Following an emergency hearing, the trial court ordered that the sum
of $626,258.52 be immediately disbursed to Parrish. Omni seeks review of
that order.
This court has previously concluded that an order authorizing the
disbursement of monies from the court registry is a nonfinal order reviewable
under Florida Rule of Appellate Procedure 9.130(a)(3)(C)(ii). 1 Vance Realty
Grp., Inc. v. Park Place at Metrowest, Phases Six & Seven, Ltd., 909 So. 2d
516, 517–18 (Fla. 5th DCA 2005); accord Tribeca Aesthetic Med. Sols, LLC
v. Edge Pilates Corp., 82 So. 3d 899, 901 n.1 (Fla. 4th DCA 2011) (“Because
the order [disbursing rental payments from the court registry prior to trial]
determines the right to immediate possession of property, we have
jurisdiction pursuant to Florida Rule of Appellate Procedure
9.130(a)(3)(C)(ii).”).
“[A] motion for rehearing directed to a non-final order . . . is not
authorized under the rules and does not toll the time for filing the notice of
appeal.” Deal v. Deal, 783 So. 2d 319, 321 (Fla. 5th DCA 2001) (citations
1 Florida Rule of Appellate Procedure 9.130(a)(3)(C)(ii) authorizes an appeal to a district court of appeal of a nonfinal order that determines “the right to immediate possession of property.”

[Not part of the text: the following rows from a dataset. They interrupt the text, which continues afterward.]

PR #3932, opened 2026-06-03
add dtor for ThreadedCallbackWrapper

pavel-esir:
## Description
Fix process crash when `generate()` throws an exception while a step callback is active.

CVS-187609

## Root Cause

`ThreadedCallbackWrapper` spawns a background worker thread when a `callback` is passed to
`generate()`. If an exception is thrown mid-generation (e.g. wrong tensor element type,
unsupported model configuration), stack unwinding destroys the `shared_ptr<ThreadedCallbackWrapper>`
without ever calling `end()`. The background thread remains blocked on `m_squeue.pull()`, and
destroying a joinable `std::thread` calls `std::terminate()` — causing an immediate process crash
(exit code `0xC0000409` / `-1073740791` on Windows).

This affects all four image generation pipelines that use `ThreadedCallbackWrapper`:
`StableDiffusionPipeline`, `StableDiffusion3Pipeline`, `FluxPipeline`, and `FluxFillPipeline`.

## Checklist:
- [ ] I have made corresponding changes to the documentation. - Not needed


as-suvorov (commented):
Please implement dtor for CB streamer wrapper as well: https://github.com/openvinotoolkit/openvino.genai/blob/master/src/cpp/src/continuous_batching/threaded_streamer.hpp

pavel-esir:
> Please implement dtor for CB streamer wrapper as well: https://github.com/openvinotoolkit/openvino.genai/blob/master/src/cpp/src/continuous_batching/threaded_streamer.hpp

done

as-suvorov (approved):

3 omitted); see also Morton & Oxley Ltd. v. Charles S. Eby, M.D., P.A., 916
So. 2d 820, 821 n.1 (Fla. 2d DCA 2005) (“[A] motion for rehearing of a
nonfinal order is unauthorized and does not toll the time for filing a notice of
appeal.” (citing Decktight Roofing Servs. Inc. v. Amwest Sur. Inc., 841 So.

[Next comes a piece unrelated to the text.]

PR #3943, opened 2026-06-05
ignore cache_interval_multiplier for non LM models

dtrawins:
## Description
Ignoring the value of cache_interval_multiplier for non LM models. It allows the application to control the default value regardless of the model. Genai library is setting now 8 which is consuming too much memory with prefix caching.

2d 667, 668 (Fla. 4th DCA 2003))).
Furthermore, we reject Omni’s argument that the disbursement order
was an appealable partial final judgment. A partial final judgment is
appealable as a final order when the judgment resolves a distinct and
severable cause of action, i.e., the remaining claims do not arise from a set
of common facts for a single transaction. Jensen v. Whetstine, 985 So. 2d
1218, 1220 (Fla. 1st DCA 2008). Here, as Parrish correctly argues, the
disbursement order arose from the same set of facts involved in Parrish’s
complaint—all three counts of which remain pending. See, e.g., Lenmar
Realty, LLC. v. Sun Elec. Works, Inc., 317 So. 3d 125, 128–29 (Fla. 4th DCA
2021) (holding that the trial court erroneously concluded that landlord was
not entitled to release of the rents deposited into the court registry because
it did not assert such claim in pleading, but instead pursued claim by motion;
landlord was entitled to assert claim by motion because “entitlement to the
rent deposits in the court registry was ancillary to the asserted claims for
relief”).
4 Because the notice of appeal in the instant case was filed more than
thirty days from the date of the disbursement order, we do not have
jurisdiction to review this matter.
APPEAL DISMISSED.
LAMBERT, C.J., EVANDER and EISNAUGLE, JJ., concur.